(Collected data entries)
<<<<

PR #4900, opened 2026-08-28
feat(typescript): add typecheckTests option

mrgrain:
Adds a `typecheckTests` option to `TypeScriptProject`, defaulting to `false`. When enabled, it prepends a type-check step to the `test` task:

```
tsc --noEmit -p <tsconfigDev>
```

Being part of the existing `test` task, the check also gates `build` and CI.

Defaulting to `false` because this could prevent builds from projects that legitimately decided they want this behavior. The causation chain is somewhat complicated though: When `ts-jest` runs with a tsconfig that sets `isolatedModules: true` it automatically switched to transpile-only mode. Type errors in test files then fail neither `jest` nor eslint. This is documented in `ts-jest`, but might not be obvious to users.

`projen` falls into the above case. So we enable the option for projen itself. That surfaced three existing errors in `test/inventory.test.ts`: `throwIfNotRenderable` was typed as taking a `ProjectOption` but reads `simpleType`, which is only declared on `InventoryProjectOption`. All call sites already pass inventory options, so the parameter type is widened accordingly.

### DIFF
--- a/.projenrc.ts
+++ b/.projenrc.ts
@@ -144,6 +144,7 @@ const project = new TypeScriptProject({
     },
   },
 
+  typecheckTests: true,
   jestOptions: {
     // makes it very hard to iterate with jest --watch
     coverageText: false,
--- a/.projen/tasks.json
+++ b/.projen/tasks.json
@@ -564,6 +564,15 @@
       "description": "Run tests",
       "steps": [
         {
+          "name": "Type-check the test suite",
+          "execArgs": [
+            "tsc",
+            "--noEmit",
+            "-p",
+            "test/tsconfig.json"
+          ]
+        },
+        {
           "execArgs": [
             "jest",
             "--passWithNoTests",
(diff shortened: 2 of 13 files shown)


.projenrc.ts
```diff
@@ -296,6 +296,14 @@ project.github
 
 setupCheckLicenses(project);
 
+// We use ts-jest in tests in transpile-only mode, so type errors in test files never fail.
+// Instead add an explicit type-check over the test tree.
+const typecheckTests = project.addTask("typecheck:tests", {
```
iliapolo: Shouldn't we add this then to the default configuration of `TypeScriptProject` project? Our consumers may be in the same position.

iliapolo (changes requested):

iliapolo (approved):

mrgrain:
@mergifyio queue

PR #4901, opened 2026-08-28
feat(typescript): stable transformTypes option for the nodejs runner using amaro

mrgrain:
If you use the native Node.js TypeScript runner with `experimentalTransformTypes`, your projects break on Node.js 26: the `--experimental-transform-types` flag was removed, so the synthesized commands no longer run. This also affects every CDKTN TypeScript app, which used this option by default. The option is already deprecated in a previous release, but until now there was no replacement — and without it, TypeScript-only syntax like enums and namespaces cannot be executed.

This PR adds a stable `transformTypes` option to `TypeScriptRunner.nodejs()` that works on all supported Node.js versions. It uses [amaro](https://github.com/nodejs/amaro), the same TypeScript transformer Node.js uses internally, loaded via `--import=amaro/transform`. You don't need to install anything yourself: the `amaro` package is added to your project automatically. Stack traces keep pointing at your original TypeScript source because the command enables `--enable-source-maps`, as amaro recommends.

To migrate, replace `experimentalTransformTypes: true` with `transformTypes: true`. CDKTN TypeScript apps need no changes at all: the default runner now uses the new option, so the synthesized `cdktf.json` app command becomes `node --enable-source-maps --import=amaro/transform src/main.ts` on the next `projen` run. If you stay on the deprecated option, its behavior is unchanged and keeps working on Node.js versions before 26; if both options are set, `transformTypes` wins.

Tested via unit tests covering the new option, its precedence over the deprecated one, and the updated CDKTN app command, plus a clean jsii compile and lint run.

---

### DIFF
--- a/src/typescript/typescript-runner.ts
+++ b/src/typescript/typescript-runner.ts
@@ -171,6 +171,11 @@ export class TypeScriptRunner extends ScriptRunner {
    * reserved by `constructs.Construct` for the construct's tree node.
    */
   public static nodejs(options: NodeRunnerOptions = {}): TypeScriptRunner {
+    if (options.transformTypes && options.experimentalTransformTypes) {
+      throw new Error(
+        "Only one of 'transformTypes' or 'experimentalTransformTypes' may be specified, not both. Remove the deprecated 'experimentalTransformTypes'.",
+      );
+    }
     return new TypeScriptRunner("node", options);
   }
 
--- a/src/typescript/typescript-runner.ts
+++ b/src/typescript/typescript-runner.ts
@@ -83,10 +83,23 @@ export interface NodeRunnerOptions {
 
   /**
    * Whether to also enable `--experimental-transform-types`.
-   * @deprecated This flag has been removed from Node.js 26
+   * @deprecated This flag has been removed from Node.js 26. Use `transformTypes` instead.
    * @default false
    */
   readonly experimentalTransformTypes?: boolean;
+
+  /**
+   * Whether to enable transformation of TypeScript-only syntax (e.g. enums, namespaces).
+   *
+   * Uses `amaro` (the TypeScript transformer used internally by Node.js) as an
+   * external loader via `--import=amaro/transform`. Adds a dependency on the
+   * `amaro` package and enables `--enable-source-maps` to preserve accurate
+   * stack traces.
+   *
+   * @see https://github.com/nodejs/amaro
+   * @default false
+   */
+  readonly transformTypes?: boolean;
 }
 
 /**
@@ -119,6 +132,7 @@ type RunnerKind = "ts-node" | "tsx" | "node";
 interface RunnerState extends TypeScriptRunnerOptions {
   readonly swc?: boolean;
   readonly experimentalTransformTypes?: boolean;
+  readonly transformTypes?: boolean;
 }
 
 /**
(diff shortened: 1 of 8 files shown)


src/typescript/typescript-runner.ts
```diff
@@ -249,7 +263,11 @@ export class TypeScriptRunner extends ScriptRunner {
     const steps: TaskStep[] = [];
     const dependencies: DependencyRequest[] = [];
 
-    if (this._options.experimentalTransformTypes ?? false) {
+    if (this._options.transformTypes ?? false) {
+      dependencies.push({ name: "amaro" });
```
eduardomourar, line 272: `cdktn` and `constructs` are being added as runtime dependencies and this one is being done as devDependency. Was that on purpose?

eduardomourar (approved):
I have performed the testing using Node.js v24 in current project with CDKTN app. It is working as expected by importing `amaro`. It successfully synthesize and deploys the project.

src/typescript/typescript-runner.ts
mrgrain: Yes, but more because the task runner contract currently just is to add these as devDep. `ts-node` and `tsx` get the same treatment. 

How do`cdktn` and `constructs` come in here?  E.g. `cdk init` puts `tsx` and `aws-cdk` in [devDeps as well](https://github.com/aws/aws-cdk-cli/blob/7a77baf5587a81f1e4aa7133f6c85a148eb64a6d/packages/aws-cdk/lib/init-templates/app/typescript/package.json). Not that this is an authoritative source.

eduardomourar: It makes sense. I did not mean in the `TypeScriptRunner`, but in `CdktnTypeScriptApp` here: https://github.com/projen/projen/blob/370f94c40f8b998797718b0ff4f1c69e56bb448d/src/cdktn/cdktn-app-ts.ts#L71-L74 we are setting the dependencies as RUNTIME.

In the project I am consuming CDKTN component that contains both Lambda function code and IaC, I am having to override those so that `cdktn` and `constructs` are part of devDependencies. I think that is as expected because the `CdktnTypeScriptApp` assumes you are initializing an IaC-only project.

mrgrain: In CDK we made this distinction a long time ago: The app is what production is. You should be able to execute the compiled JS file and for that you need `constructs` and `aws-cdk-lib`. All the variations on how one could also run the app we considered Dev/build time. So that includes `aws-cdk` as well as `tsx`. 

Of course with modern approaches to execute TS directly this is a very arbitrary distinction. I can also see a good argument to say `aws-cdk` binary is an essential part. Because in practice for an app (as opposed to a library) it doesn't really matter that much. Most people will just install both anyway.

Up to you how you define this for cdktn.

eduardomourar: I do think we can follow the same approach as taken in CDK. No issues from my side. It was more curiosity than anything else.

src/typescript/typescript-runner.ts
```diff
@@ -249,7 +263,11 @@ export class TypeScriptRunner extends ScriptRunner {
     const steps: TaskStep[] = [];
     const dependencies: DependencyRequest[] = [];
 
-    if (this._options.experimentalTransformTypes ?? false) {
+    if (this._options.transformTypes ?? false) {
```
iliapolo, line 271: Why not throw when both `transformTypes` and `experimentalTransformTypes` are used? We want to move people away from the deprecated option. Also creates the possibility of:

```ts
{
  transformTypes: true,
  experimentalTransformTypes: false/true
}
```

Somewhat confusing.

iliapolo (changes requested):

iliapolo (approved):

PR #4903, opened 2026-08-29
fix(cli): show fixed args in task inspection

### LINKED ISSUE #3518: Should `args` be returned by the task --inspect CLI command?
If you set up a task with `args` running the CLI command `--inspect` for the task will return the steps but not the args for the task or step. It seems like using `--inspect` leaves a pretty large gap in understanding the task if it doesn't return the args.

https://github.com/projen/projen/blob/6a6ecdbc25f8688c33004c1536865529ae4824ce/src/cli/tasks.ts#L52

Sion612:
Fixes #3518

## Summary

- Include fixed step arguments in task `--inspect` output.
- Serialize argument arrays as JSON so whitespace and shell-significant characters remain unambiguous.
- Keep spawned-step args associated with the spawning step.

## Testing

- `node ./projen.js compile`
- `node ./projen.js test test/cli.test.ts --runInBand`
- `node ./projen.js test test/cli/run-task.test.ts --runInBand`
- `node ./projen.js eslint`
- `git diff --check`

---

### DIFF
--- a/src/cli/cmds/run-task.ts
+++ b/src/cli/cmds/run-task.ts
@@ -68,13 +68,20 @@ export function discoverTaskCommands(runtime: TaskRuntime, ya: yargs.Argv) {
     for (const step of task.steps ?? []) {
       if (step.spawn) {
         writeln(`- ${chalk.bold(step.spawn)}`);
-        inspectTask(step.spawn, indent + 2);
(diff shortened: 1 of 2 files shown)


mrgrain (approved):
Nice, thank you!

PR #4904, opened 2026-08-29
feat(release): control whether a GitHub release is marked as latest

### LINKED ISSUE #3273: Allow github release to be explicitly set as latest or explicitly not be latest
`gh release create` has three different modes for "latest":

- default; not specified - the latest release will be determined by date and version (see https://cli.github.com/manual/gh_release_create)
- `--latest` - this release will be set as the latest release
- `--latest=false` - this release will NOT be set as the latest release (see <https://github.com/cli/cli/issues/6963>)

projen currently only allows the default behavior.

We should change Publisher to accept all 3 variations of it. We should then expose this option via the `Release` component and `releaseBranches`. 

--- 

Use case: I have a package with multiple release branches for older, but still supported versions. Currently releases for these older versions are still marked as "Latest" whenever they occur, despite them definitely not being the latest or recommend version to use.

pttydou:
Fixes #3273

When releasing from multiple branches, GitHub marks whichever release is newest as "latest". So a patch for an older major version ends up labeled as the latest release. This adds `githubReleaseLatest` to the project and to each entry in `releaseBranches` (and a `latest` option on `publishToGitHubReleases()`). Branches can now explicitly opt-out, force "latest" or keep to automatic behavior.

Took the opportunity to refactor the very complex release script, with a simpler `gh release view || gh release create` chain. Since the flags are known at synthesis time, we can inject them as is. Re-running a release remains a no-op if the release already exists.

---


mrgrain (commented):
Hey @pttydou thanks for getting this started! I didn't want us to keep growing this hard to understand, complex and non-portable script further, so I refactor it to something much simpler. Keeping your API though.

mrgrain (approved):

PR #4906, opened 2026-08-30
feat(javascript): support package.json config

### LINKED ISSUE #2973: Support  `config` field of `package.json`
Thanks for creating a very useful library.
It's very useful, but I had a little trouble using it.

I would like to edit the config field in `package.json` but it's impossible.
At glance, I guess the root cause is that there are no properties related to config in `NodePackageOptions`.
Also, it is not possible to configure the options that inherit from NodePackageOptions with respect to config, so it seems that support is needed there as well.

I would like to support for it in projects related to JavaScript and TypeScript.

Sion612:
## Summary

- add `config` to `NodePackageOptions`
- preserve nested JSON-compatible values in the synthesized `package.json`
- expose the option through projects that inherit `NodePackageOptions`

## Testing

- `npm ci`
- `node ./projen.js compile`
- `node ./projen.js test test/javascript/node-package.test.ts --runInBand` (96 tests; local Jest/Corepack caches redirected off the full system drive)
- `node ./projen.js test test/inventory.test.ts --runInBand` (2,539 tests)
- `node ./projen.js compat`
- `node ./projen.js docgen`
- `node ./projen.js eslint`
- `git diff --check`

Fixes #2973

---


mrgrain (approved):

mrgrain:
@mergifyio queue

PR #4924, opened 2026-09-07
feat(javascript): add `NodeNativeTestRunner` component

eduardomourar:
Adds `NodeNativeTestRunner`, a standalone component for running tests via Node's built-in test runner (`node --test`). Self-contained on purpose — no changes to `Jest` or `NodeProject`, some duplication with `Jest` is fine for now. Wiring it up as a `testRunner` option is a separate PR.

Covers the generated config file, coverage/reporters, and the `test`/`test:update`/`test:watch` tasks, plus a `transformTypes` option to use `amaro` for TS-only syntax.

Also a small fix to `NodeConfigFile` so lazily-computed config values (like the live reporters list) get resolved before being written out.

---


src/javascript/node-native-test.ts
```diff
@@ -0,0 +1,560 @@
...
+    return this._patterns.size > 0
+      ? Array.from(this._patterns)
+      : this._defaultValue;
+  }
+}
+
+export type ReporterKind = "dot" | "junit" | "lcov" | "spec" | "tap";
+
+export type FilePathDestination = string & {};
+export type Destination = "stdout" | "stderr" | FilePathDestination;
```
mrgrain: This needs to be an enum like class

src/javascript/node-native-test.ts
```diff
@@ -0,0 +1,560 @@
...
+   * The name/kind of the reporter.
+   */
+  readonly name: ReporterKind;
+  /**
+   * Where the reporter's output is written.
+   *
+   * @default "stdout"
+   */
+  // As presented here:
+  // https://github.com/nodejs/node/blob/4215cc35e25c44f9f4fea5a4541afc862db7ef0a/test/parallel/test-runner-reporters.js#L46-L77
```
mrgrain:
```suggestion
```
`//` comments cannot be between docblock and code

src/javascript/node-native-test-runner.ts
```diff
@@ -0,0 +1,560 @@
...
+  // https://github.com/nodejs/node/blob/4215cc35e25c44f9f4fea5a4541afc862db7ef0a/test/parallel/test-runner-reporters.js#L46-L77
+  readonly destination: Destination;
+}
+
+/**
+ * Holds the set of reporters configured for a `NodeNativeTest` component,
+ * backing the `test.testReporter`/`test.testReporterDestination` fields of
+ * the generated Node.js configuration file.
+ */
+export class NodeReporters extends Component {
```
mrgrain, line 166: this doesn't do anything aside from holding data, so it should not be a component or construct. But in fact the pattern we have is to have these on the component as `addReporter` etc.

src/javascript/node-native-test-runner.ts
```diff
@@ -0,0 +1,560 @@
...
+  /**
+   * Never update snapshots in "test" task and create a separate "test:update" task.
+   */
+  NEVER = "never",
+}
+
+/**
+ * Glob patterns matching the files that contain tests.
+ */
+class TestMatch {
```
mrgrain, line 73: this doesn't do anything aside from holding data, so it correctly it is not be a component But in fact the pattern we have is to have these on the component as `addPattern` etc. Refer to Jest for naming.

src/javascript/node-native-test.ts
```diff
@@ -0,0 +1,560 @@
...
+   * Each element is passed as a single argument, exactly as given: no shell
+   * parses these, so a flag and its value need separate elements
+   * (`["--foo", "bar"]`, not `["--foo bar"]`).
+   *
+   * @default - no extra options
+   */
+  readonly extraCliOptions?: string[];
+
+  /**
+   * Preserve the default reporter when additional reporters are added.
```
mrgrain: List the default reporters

src/javascript/node-native-test.ts
```diff
@@ -0,0 +1,560 @@
...
+   * Additional entries for the `nodeOptions` section of the generated
+   * configuration file (e.g. `enableSourceMaps`, `disableWarning`).
+   *
+   * @default - no additional node options
+   */
+  readonly nodeOptions?: NodeConfigSchemaNodeOptions;
+
+  /**
+   * Escape hatch to add or override any value in the `test` section of the
+   * generated configuration file.
```
mrgrain: Use the "Additional config" style you use for `nodeOptions`

src/javascript/node-native-test.ts
```diff
@@ -0,0 +1,560 @@
...
+
+/**
+ * Wires up Node's built-in test runner (`node --test`) as a self-contained
+ * component: the generated configuration file (coverage, reporters, global
+ * setup, etc., written via `--experimental-config-file`), the
+ * coverage/report directories' gitignore/npmignore entries, the live
+ * `testMatch`/`reporters` collections that feed into it, and the
+ * "test"/"test:update"/"test:watch" tasks themselves.
+ */
+export class NodeNativeTest extends Component {
```
mrgrain: NodeNativeTest or NodeNativeTestRunner? WDYT?

src/javascript/node-native-test.ts
```diff
@@ -0,0 +1,560 @@
...
+  readonly testConfig?: NodeConfigSchemaTest;
+}
+
+/**
+ * Wires up Node's built-in test runner (`node --test`) as a self-contained
+ * component: the generated configuration file (coverage, reporters, global
+ * setup, etc., written via `--experimental-config-file`), the
+ * coverage/report directories' gitignore/npmignore entries, the live
+ * `testMatch`/`reporters` collections that feed into it, and the
+ * "test"/"test:update"/"test:watch" tasks themselves.
```
mrgrain: Single short sentence, empty line, more details.

don't use terms like "Wires up" don't list details, keep high level.

src/javascript/node-native-test.ts
```diff
@@ -0,0 +1,560 @@
...
+  /**
+   * The directory where Node outputs its coverage files.
+   */
+  public readonly coverageDirectory?: string;
+
+  /**
+   * Whether snapshots are updated in task "test", or in a separate
+   * "test:update" task.
+   */
+  public readonly updateSnapshot: NodeTestUpdateSnapshot;
```
mrgrain: Do these need to be public? (We can change it later if needed)

src/javascript/node-native-test-runner.ts
```diff
@@ -0,0 +1,560 @@
...
+    ];
+
+    // `testMatch` is a live collection (`add`/`remove` can still be called
+    // after construction), so its resolution is deferred with `lazyExecArgs`
+    // rather than read eagerly here.
+    const testMatchArgs = () => this.testMatch.deferred();
+
+    if (this.updateSnapshot === NodeTestUpdateSnapshot.ALWAYS) {
+      this.project.testTask.execArgs(
+        lazyExecArgs(() => [
```
mrgrain, line 529: not really a fan of this? How do other components solve this?

src/javascript/node-config-file.ts
```diff
@@ -52,7 +53,10 @@ export class NodeConfigFile extends Component {
     this.config = config;
 
     this.file = new JsonFile(project, filePath, {
-      obj: () => toJson_NodeConfigSchema(this.config),
+      // resolve first so that any lazily-computed values (e.g. a function
+      // returning the current state of a live collection) in `this.config`
+      // are evaluated before the generated schema mapper reads them.
+      obj: () => toJson_NodeConfigSchema(resolve(this.config)),
```
mrgrain: this smells. Is it strictly needed for this PR? Do other genarated configs have the same issue? If not why? If yes, I'd rather solve this generally.

mrgrain (changes requested):

src/javascript/node-native-test.ts
eduardomourar: This was just a comment that I did not want to be present in the public API page. How can I do that for a property like this one?

src/javascript/node-native-test.ts
eduardomourar: If there is no issue in having a long name for the component (maybe some restrictions from JSII), we can change to `NodeNativeTestRunner`. I actually thought about the longer name first, but I did not remember seeing it within codebase.

eduardomourar: I checked that we have `VsCodeRecommendedExtensions`, so I will change it to `NodeNativeTestRunner` and change the filename to reflect that as well.

src/javascript/node-native-test.ts
eduardomourar: No need to public for now. So I will change that.

src/javascript/node-native-test-runner.ts
eduardomourar: That was changed based on your comment here: https://github.com/projen/projen/pull/4890#discussion_r3880827267. No matter what, I will stop extending `Component`. Do you want me to keep the class, but keep it internal to this file and only expose the `addReporter` and other methods through the component itself?

src/javascript/node-native-test-runner.ts
eduardomourar: I will keep the `TestMatch` class and private to this file. I already followed the Jest naming (we have `addTestMatch` method). Do want me to follow the convention from `IgnoreFile` (with `addPatterns` method, etc), instead?

src/javascript/node-native-test.ts
mrgrain: afterwards probably

mrgrain: also you can use `// @see <URL>`

src/javascript/node-native-test-runner.ts
mrgrain: `addTestMatch` is good 👍🏻

src/javascript/node-native-test-runner.ts
eduardomourar: Same trick `ProjenTaskRunner` uses on itself. https://github.com/projen/projen/blob/4cc1f08d5e5e886c96c52dddc8eff03b147fd10a/src/task-runner.ts#L39-L42
https://github.com/projen/projen/blob/4cc1f08d5e5e886c96c52dddc8eff03b147fd10a/src/tasks.ts#L164-L176
`resolve()` already calls any function it finds mid-tree, that's how those work. No Lazy helper exists in projen to use instead, so casting is the idiom we've got. Can drop the `lazyExecArgs` name and just inline `(() => [...]) as any` if you'd rather match that style.

src/javascript/node-config-file.ts
eduardomourar: Yeah, it's needed. `toJson_NodeConfigSchema` is a dumb generated mapper, it chokes if it gets a raw function instead of resolved data, so resolve has to run before the mapper, not after (which is all JsonFile gives you by default). Turns out `PyprojectTomlFile` hit this exact issue and solved it cleaner: https://github.com/projen/projen/blob/4cc1f08d5e5e886c96c52dddc8eff03b147fd10a/src/python/pyproject-toml-file.ts#L20-L24
I'll switch to that. Not a general JsonFile bug btw. I checked biome/pnpm-workspace/uv, none of them have live mutable state feeding their mappers so they never hit it.

src/javascript/node-native-test-runner.ts
mrgrain: Yes, my comment didn't mention component. Make it a class, make it private, expose only via `NodeNativeTestRunner`

mrgrain (changes requested):
One last thing I believe. (`NodeReporters`)

mrgrain (approved):

PR #378, opened 2025-08-14
Update JuliaBUGS/docs/Project.toml

shravanngoswamii:
Monorepo packages are prefixed with folder name so tag documentation build requires `tag_prefix` but it is not supported by old Documenter.jl versions.

https://github.com/TuringLang/JuliaBUGS.jl/blob/d032e614af5c2bfa8abf603ab8b03294754c5d1b/.github/workflows/Docs.yml#L41

Now the issues is that new Documenter.jl version is causing docs failure because we are calling Julia standard library functions in docs (I am not sure of this), I am assuming it looking at these functions
https://github.com/TuringLang/JuliaBUGS.jl/blob/d032e614af5c2bfa8abf603ab8b03294754c5d1b/JuliaBUGS/docs/src/api/functions.md?plain=1#L10C1-L31C1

>>>>

Keep only those lines of the records that hold "NodeConfigFile", and return them.

Also a small fix to `NodeConfigFile` so lazily-computed config values (like the live reporters list) get resolved before being written out.
@@ -52,7 +53,10 @@ export class NodeConfigFile extends Component {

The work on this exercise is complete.